[Stored data]
***
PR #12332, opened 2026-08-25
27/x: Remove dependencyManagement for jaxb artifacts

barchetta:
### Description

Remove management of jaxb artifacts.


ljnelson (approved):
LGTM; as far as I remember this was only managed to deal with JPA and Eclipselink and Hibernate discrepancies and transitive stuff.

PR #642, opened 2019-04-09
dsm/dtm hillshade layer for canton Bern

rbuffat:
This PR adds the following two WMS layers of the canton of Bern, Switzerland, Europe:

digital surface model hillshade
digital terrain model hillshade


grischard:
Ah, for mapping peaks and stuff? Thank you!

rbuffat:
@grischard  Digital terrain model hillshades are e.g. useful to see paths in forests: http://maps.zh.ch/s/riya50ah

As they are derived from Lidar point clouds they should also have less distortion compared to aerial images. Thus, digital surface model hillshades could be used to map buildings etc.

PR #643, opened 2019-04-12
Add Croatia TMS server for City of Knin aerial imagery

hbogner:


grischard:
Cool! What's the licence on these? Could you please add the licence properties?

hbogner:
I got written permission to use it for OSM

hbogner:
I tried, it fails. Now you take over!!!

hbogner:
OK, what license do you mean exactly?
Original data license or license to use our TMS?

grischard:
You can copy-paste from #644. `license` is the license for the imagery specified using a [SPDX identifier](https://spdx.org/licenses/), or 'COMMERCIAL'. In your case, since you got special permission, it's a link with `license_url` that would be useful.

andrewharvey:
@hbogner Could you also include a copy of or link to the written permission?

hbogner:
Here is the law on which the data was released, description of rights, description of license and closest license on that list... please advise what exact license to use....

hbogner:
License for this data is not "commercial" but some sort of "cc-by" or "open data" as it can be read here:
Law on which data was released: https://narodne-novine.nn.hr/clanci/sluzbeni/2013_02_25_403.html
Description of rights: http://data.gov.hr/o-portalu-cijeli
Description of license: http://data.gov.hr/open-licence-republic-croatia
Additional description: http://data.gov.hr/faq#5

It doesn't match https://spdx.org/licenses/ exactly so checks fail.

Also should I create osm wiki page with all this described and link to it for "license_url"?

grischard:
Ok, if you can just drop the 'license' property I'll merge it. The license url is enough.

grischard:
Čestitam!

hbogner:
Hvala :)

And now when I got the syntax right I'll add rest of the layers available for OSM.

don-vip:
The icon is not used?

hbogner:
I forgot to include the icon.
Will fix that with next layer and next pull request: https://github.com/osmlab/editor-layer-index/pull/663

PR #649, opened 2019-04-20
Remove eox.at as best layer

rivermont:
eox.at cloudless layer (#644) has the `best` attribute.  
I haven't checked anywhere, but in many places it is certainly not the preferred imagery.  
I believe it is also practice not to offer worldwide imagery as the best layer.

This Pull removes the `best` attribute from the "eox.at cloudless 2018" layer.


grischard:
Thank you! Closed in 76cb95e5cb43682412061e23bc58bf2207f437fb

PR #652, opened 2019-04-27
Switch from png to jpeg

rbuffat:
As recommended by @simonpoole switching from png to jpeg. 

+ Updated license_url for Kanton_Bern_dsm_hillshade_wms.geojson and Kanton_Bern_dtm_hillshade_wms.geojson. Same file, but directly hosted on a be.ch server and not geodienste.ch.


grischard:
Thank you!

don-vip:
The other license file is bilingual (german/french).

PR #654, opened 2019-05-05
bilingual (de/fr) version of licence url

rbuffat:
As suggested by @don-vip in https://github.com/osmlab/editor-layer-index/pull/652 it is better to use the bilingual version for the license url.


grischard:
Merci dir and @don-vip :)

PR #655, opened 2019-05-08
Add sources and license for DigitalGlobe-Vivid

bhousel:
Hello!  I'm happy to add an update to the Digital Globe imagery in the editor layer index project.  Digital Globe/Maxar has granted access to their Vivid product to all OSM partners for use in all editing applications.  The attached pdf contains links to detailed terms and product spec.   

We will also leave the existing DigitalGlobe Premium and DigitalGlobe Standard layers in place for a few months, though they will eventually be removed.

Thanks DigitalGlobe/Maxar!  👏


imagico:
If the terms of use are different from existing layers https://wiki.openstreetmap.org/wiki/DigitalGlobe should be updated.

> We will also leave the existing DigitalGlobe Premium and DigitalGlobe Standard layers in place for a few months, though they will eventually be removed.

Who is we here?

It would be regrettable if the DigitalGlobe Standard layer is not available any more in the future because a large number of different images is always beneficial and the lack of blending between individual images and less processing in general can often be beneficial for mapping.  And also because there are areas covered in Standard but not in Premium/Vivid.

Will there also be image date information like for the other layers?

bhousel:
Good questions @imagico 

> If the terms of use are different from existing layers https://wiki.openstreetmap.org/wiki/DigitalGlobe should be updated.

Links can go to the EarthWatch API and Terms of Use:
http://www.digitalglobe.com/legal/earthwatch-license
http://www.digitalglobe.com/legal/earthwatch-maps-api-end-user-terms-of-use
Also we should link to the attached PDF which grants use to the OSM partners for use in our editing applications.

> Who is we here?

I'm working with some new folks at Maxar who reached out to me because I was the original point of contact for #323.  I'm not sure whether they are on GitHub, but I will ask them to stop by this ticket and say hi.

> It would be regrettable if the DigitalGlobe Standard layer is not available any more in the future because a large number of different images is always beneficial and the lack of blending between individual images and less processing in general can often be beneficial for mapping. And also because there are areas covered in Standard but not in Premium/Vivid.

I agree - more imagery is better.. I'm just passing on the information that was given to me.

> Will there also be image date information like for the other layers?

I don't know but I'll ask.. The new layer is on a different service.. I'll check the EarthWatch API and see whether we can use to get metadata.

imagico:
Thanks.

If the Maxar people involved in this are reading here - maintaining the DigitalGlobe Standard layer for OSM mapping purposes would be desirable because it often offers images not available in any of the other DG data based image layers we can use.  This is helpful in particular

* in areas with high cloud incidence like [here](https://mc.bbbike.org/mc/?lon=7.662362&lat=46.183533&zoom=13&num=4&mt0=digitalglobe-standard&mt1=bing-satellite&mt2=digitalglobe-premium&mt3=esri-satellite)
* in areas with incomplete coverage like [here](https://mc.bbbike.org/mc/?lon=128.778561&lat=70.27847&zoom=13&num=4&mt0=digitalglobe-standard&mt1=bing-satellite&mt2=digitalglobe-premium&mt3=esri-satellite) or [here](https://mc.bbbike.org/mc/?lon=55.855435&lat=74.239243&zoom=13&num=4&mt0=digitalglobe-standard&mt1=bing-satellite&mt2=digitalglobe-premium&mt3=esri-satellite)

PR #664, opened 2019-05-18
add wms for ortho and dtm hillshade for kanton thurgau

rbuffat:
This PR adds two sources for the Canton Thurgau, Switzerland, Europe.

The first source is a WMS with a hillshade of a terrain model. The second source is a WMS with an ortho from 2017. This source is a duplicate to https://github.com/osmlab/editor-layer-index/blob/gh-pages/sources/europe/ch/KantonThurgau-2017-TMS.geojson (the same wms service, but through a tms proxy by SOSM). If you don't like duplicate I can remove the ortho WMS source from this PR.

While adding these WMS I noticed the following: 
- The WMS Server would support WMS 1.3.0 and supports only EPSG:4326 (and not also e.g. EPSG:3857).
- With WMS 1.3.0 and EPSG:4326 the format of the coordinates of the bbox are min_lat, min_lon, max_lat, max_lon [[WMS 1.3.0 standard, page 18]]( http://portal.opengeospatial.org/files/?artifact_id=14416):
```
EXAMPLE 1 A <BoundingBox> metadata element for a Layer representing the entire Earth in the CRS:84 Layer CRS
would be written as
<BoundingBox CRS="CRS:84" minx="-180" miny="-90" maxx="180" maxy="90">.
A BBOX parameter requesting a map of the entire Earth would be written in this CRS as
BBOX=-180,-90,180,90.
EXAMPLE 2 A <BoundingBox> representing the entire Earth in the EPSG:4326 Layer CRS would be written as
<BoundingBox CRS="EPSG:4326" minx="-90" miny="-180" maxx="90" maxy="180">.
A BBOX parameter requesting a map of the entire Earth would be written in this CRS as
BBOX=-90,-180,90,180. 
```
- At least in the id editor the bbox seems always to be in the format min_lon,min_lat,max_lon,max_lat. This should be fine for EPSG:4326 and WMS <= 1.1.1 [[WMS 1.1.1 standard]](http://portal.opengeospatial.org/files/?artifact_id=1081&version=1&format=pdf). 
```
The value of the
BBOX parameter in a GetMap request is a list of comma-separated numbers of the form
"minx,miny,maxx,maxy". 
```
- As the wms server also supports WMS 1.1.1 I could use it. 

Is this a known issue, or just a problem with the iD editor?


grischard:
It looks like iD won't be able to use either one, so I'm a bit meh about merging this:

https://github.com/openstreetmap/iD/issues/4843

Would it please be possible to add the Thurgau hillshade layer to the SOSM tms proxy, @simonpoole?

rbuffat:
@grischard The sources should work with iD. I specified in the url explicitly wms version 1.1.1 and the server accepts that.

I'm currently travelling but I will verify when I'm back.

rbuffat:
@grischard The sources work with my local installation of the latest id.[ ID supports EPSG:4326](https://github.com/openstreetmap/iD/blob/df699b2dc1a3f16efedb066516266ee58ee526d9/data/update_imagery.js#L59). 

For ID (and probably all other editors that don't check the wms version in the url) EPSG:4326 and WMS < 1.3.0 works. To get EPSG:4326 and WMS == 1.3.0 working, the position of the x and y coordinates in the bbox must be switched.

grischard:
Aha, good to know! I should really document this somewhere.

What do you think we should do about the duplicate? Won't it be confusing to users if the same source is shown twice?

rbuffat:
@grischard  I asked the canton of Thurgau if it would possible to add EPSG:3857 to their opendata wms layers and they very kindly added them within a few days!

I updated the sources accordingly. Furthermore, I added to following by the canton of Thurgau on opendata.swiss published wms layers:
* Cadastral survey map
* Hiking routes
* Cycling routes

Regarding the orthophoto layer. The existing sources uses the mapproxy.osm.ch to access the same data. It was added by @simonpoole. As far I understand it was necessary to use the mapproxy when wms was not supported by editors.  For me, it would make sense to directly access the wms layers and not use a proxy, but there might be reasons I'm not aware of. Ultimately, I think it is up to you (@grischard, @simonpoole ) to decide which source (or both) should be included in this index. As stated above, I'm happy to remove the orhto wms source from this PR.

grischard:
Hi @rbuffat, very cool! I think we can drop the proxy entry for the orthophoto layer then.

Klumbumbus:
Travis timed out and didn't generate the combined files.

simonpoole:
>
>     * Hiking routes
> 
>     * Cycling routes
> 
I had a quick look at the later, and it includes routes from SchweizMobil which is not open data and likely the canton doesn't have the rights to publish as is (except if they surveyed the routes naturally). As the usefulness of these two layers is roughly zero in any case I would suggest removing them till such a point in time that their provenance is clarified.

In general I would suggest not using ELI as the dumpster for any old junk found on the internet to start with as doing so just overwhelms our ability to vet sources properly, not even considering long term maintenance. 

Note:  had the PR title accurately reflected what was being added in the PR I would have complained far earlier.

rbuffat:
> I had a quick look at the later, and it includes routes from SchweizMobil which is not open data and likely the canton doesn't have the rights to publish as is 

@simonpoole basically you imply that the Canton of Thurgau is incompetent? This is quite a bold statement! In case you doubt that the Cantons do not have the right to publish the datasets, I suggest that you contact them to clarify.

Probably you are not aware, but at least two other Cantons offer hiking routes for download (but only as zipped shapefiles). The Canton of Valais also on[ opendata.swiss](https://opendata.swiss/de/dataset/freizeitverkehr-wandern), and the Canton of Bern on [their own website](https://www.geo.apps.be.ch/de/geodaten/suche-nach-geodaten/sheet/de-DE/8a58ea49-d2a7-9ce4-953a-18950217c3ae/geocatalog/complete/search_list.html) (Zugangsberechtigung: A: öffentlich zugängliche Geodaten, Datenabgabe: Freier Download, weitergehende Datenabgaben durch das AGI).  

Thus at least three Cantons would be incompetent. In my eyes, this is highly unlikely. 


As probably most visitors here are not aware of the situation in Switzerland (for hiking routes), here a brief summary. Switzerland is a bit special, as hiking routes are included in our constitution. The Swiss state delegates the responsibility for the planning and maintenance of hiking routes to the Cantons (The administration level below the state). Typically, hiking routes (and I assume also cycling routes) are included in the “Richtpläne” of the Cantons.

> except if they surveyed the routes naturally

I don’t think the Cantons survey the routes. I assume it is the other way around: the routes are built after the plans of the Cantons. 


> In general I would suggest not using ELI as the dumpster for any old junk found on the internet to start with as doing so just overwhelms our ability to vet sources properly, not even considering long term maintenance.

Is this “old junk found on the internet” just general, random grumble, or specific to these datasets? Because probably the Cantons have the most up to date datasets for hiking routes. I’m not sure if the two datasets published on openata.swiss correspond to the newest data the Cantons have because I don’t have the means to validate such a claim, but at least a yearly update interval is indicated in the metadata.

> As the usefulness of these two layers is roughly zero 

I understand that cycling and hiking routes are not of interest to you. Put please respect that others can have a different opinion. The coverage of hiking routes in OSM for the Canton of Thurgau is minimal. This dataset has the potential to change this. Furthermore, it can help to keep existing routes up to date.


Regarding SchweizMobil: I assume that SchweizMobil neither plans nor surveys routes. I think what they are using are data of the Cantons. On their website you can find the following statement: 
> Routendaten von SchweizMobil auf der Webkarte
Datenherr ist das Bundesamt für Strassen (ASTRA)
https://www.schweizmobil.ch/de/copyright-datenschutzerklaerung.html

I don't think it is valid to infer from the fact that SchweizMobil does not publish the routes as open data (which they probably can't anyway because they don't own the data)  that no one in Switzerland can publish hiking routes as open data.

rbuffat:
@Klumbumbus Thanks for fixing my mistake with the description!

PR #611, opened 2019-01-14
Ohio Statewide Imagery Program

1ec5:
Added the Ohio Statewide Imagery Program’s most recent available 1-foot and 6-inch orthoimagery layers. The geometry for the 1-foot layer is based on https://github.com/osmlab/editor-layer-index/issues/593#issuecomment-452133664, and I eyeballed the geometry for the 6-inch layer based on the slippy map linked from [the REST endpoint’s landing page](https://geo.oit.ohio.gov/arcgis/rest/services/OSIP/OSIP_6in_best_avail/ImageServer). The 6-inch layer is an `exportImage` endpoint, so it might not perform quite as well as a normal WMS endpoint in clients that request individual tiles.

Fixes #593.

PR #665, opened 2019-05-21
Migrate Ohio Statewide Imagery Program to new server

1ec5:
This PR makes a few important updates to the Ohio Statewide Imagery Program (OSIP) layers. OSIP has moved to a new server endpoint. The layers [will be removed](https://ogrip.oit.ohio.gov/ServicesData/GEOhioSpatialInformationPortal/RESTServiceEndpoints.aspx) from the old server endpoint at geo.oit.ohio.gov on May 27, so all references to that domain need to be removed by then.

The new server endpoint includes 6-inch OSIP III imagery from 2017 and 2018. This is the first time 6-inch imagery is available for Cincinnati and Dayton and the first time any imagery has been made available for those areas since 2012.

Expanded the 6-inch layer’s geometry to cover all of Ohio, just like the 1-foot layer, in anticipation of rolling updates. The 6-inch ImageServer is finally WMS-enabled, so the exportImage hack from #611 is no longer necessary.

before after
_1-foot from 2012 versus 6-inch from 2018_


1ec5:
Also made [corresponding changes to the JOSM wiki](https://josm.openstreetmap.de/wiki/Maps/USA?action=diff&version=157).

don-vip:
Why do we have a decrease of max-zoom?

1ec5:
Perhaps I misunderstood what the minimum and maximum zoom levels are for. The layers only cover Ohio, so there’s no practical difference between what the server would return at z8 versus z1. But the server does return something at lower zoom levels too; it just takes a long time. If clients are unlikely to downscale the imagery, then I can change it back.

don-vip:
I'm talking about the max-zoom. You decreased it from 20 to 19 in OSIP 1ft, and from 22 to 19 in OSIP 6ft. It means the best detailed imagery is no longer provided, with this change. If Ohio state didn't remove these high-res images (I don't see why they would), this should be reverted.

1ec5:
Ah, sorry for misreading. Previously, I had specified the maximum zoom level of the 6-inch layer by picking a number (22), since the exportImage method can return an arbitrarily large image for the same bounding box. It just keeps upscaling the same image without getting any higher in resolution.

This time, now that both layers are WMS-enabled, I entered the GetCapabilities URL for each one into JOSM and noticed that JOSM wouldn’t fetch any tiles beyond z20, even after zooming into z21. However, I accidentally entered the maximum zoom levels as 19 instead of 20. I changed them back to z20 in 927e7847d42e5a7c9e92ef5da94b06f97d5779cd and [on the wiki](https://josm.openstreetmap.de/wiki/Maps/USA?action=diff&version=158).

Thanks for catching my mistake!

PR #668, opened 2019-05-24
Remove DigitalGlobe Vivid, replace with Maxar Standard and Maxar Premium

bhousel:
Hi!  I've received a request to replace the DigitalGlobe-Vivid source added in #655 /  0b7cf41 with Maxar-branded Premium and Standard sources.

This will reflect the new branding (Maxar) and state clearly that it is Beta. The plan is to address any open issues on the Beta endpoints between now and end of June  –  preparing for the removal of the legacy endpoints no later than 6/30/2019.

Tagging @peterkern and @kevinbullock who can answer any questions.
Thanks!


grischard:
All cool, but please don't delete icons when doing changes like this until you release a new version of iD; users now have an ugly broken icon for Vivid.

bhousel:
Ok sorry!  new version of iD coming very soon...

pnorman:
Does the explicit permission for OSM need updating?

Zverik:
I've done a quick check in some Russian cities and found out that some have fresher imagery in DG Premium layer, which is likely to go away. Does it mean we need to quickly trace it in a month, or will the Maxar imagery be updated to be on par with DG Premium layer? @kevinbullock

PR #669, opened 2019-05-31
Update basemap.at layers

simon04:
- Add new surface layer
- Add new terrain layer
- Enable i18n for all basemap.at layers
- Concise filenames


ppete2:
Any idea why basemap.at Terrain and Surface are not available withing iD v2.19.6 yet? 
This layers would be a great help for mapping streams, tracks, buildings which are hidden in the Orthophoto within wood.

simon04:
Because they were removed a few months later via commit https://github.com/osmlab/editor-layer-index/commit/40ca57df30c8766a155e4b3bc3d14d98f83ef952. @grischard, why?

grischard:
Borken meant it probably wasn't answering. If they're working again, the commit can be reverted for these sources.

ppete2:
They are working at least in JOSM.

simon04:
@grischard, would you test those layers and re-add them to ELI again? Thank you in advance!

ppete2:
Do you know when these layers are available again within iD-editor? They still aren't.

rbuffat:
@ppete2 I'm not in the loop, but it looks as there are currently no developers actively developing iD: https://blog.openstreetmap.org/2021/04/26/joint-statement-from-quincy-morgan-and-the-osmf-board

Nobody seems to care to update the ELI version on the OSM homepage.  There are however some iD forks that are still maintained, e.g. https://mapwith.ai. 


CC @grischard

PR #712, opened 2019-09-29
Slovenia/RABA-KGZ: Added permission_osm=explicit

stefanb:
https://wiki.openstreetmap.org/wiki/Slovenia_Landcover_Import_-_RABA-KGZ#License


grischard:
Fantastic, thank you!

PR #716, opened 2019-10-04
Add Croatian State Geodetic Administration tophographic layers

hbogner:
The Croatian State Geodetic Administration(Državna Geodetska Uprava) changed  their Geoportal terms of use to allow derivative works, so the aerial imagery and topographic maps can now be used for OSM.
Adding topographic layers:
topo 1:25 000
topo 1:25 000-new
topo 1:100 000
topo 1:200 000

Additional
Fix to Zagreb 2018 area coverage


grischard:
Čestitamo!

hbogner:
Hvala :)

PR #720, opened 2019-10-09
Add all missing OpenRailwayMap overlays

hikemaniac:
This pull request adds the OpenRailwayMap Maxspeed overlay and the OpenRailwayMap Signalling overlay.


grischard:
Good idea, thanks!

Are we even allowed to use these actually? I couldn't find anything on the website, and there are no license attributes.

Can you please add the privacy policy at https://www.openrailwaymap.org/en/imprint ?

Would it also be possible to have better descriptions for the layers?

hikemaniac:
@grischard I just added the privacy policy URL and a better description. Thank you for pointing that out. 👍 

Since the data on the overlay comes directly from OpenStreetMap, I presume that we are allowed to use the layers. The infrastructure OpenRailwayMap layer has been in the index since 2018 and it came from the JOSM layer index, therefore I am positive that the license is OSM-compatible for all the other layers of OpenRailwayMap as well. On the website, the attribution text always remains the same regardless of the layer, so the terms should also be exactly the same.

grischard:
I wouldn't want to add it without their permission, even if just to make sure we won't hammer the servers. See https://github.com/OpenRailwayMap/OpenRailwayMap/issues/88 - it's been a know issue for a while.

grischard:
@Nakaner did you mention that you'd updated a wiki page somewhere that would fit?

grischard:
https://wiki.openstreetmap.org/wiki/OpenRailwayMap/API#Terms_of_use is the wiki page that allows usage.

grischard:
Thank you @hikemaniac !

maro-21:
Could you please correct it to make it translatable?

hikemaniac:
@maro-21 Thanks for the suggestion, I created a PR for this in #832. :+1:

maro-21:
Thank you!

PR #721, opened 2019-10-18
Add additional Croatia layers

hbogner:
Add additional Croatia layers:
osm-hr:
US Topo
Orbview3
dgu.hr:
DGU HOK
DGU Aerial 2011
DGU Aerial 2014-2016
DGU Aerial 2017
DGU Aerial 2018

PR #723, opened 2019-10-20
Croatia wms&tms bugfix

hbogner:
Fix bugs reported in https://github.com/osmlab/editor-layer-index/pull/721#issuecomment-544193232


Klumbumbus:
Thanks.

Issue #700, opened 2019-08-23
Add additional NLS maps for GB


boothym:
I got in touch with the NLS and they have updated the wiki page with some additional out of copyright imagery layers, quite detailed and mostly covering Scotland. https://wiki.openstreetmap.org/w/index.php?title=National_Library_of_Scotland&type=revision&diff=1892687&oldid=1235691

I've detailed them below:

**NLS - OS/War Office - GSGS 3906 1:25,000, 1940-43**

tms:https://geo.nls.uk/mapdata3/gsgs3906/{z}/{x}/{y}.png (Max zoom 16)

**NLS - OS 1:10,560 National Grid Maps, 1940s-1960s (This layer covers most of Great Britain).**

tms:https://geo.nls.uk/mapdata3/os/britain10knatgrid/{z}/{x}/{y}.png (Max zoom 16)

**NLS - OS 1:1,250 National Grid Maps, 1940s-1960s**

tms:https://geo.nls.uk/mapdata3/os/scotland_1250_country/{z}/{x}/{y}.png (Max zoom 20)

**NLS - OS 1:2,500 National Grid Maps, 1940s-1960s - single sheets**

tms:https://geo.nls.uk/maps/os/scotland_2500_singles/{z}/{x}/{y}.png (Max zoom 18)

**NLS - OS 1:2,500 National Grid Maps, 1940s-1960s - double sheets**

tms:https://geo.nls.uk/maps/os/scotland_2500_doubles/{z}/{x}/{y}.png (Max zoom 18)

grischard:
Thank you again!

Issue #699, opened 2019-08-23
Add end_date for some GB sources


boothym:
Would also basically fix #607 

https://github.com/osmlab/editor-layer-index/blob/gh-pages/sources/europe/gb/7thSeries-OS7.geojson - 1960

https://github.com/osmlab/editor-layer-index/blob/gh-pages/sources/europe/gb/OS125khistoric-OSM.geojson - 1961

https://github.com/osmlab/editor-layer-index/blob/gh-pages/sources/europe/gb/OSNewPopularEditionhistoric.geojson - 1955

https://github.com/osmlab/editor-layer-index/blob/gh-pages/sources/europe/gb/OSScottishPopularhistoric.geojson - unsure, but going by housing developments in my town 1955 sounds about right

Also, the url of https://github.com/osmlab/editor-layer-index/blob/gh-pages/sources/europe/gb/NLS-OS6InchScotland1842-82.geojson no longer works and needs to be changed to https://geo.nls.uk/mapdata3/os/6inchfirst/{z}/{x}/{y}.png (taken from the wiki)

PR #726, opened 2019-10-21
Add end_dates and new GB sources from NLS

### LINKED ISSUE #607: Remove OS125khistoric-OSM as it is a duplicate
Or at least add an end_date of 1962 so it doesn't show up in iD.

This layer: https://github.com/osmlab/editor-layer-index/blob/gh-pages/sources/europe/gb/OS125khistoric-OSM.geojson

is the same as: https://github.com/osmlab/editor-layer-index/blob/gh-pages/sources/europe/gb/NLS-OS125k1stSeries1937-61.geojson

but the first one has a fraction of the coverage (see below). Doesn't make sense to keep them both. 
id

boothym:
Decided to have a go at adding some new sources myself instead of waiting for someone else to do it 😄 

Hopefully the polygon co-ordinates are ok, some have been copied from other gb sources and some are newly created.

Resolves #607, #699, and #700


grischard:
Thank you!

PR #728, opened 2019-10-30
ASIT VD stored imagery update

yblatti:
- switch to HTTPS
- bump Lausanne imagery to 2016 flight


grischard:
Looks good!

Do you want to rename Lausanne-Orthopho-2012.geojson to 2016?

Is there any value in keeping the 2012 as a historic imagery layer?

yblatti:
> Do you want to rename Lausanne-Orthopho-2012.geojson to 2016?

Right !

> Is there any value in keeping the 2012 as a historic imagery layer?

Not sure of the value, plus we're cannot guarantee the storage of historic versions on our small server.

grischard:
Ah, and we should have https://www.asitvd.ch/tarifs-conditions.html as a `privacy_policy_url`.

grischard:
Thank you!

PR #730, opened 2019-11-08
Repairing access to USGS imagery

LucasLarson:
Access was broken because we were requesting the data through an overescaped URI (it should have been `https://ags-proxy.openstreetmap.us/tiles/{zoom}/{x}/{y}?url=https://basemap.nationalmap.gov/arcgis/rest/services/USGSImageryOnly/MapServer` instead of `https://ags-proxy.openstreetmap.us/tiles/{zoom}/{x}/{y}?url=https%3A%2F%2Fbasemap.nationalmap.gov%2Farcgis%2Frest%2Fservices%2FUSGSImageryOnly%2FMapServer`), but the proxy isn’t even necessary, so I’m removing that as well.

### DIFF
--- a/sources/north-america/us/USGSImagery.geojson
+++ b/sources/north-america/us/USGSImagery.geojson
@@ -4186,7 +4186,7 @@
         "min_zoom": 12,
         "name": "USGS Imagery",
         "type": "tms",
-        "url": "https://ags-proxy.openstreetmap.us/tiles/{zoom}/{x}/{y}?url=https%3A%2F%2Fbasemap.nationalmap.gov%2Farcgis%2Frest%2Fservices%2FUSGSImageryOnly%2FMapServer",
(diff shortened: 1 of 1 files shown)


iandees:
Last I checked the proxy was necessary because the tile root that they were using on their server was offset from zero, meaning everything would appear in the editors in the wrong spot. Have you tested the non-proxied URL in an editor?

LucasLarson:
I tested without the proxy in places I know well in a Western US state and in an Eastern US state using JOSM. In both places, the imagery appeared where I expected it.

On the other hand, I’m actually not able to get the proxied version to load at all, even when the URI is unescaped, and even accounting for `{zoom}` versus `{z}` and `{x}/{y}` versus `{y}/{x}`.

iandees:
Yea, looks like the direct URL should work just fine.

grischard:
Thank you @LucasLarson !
***
#### PROBLEM
Count, in the data above, the lines that hold "case". Return only that count.

#### EXERCISE OUTPUT
3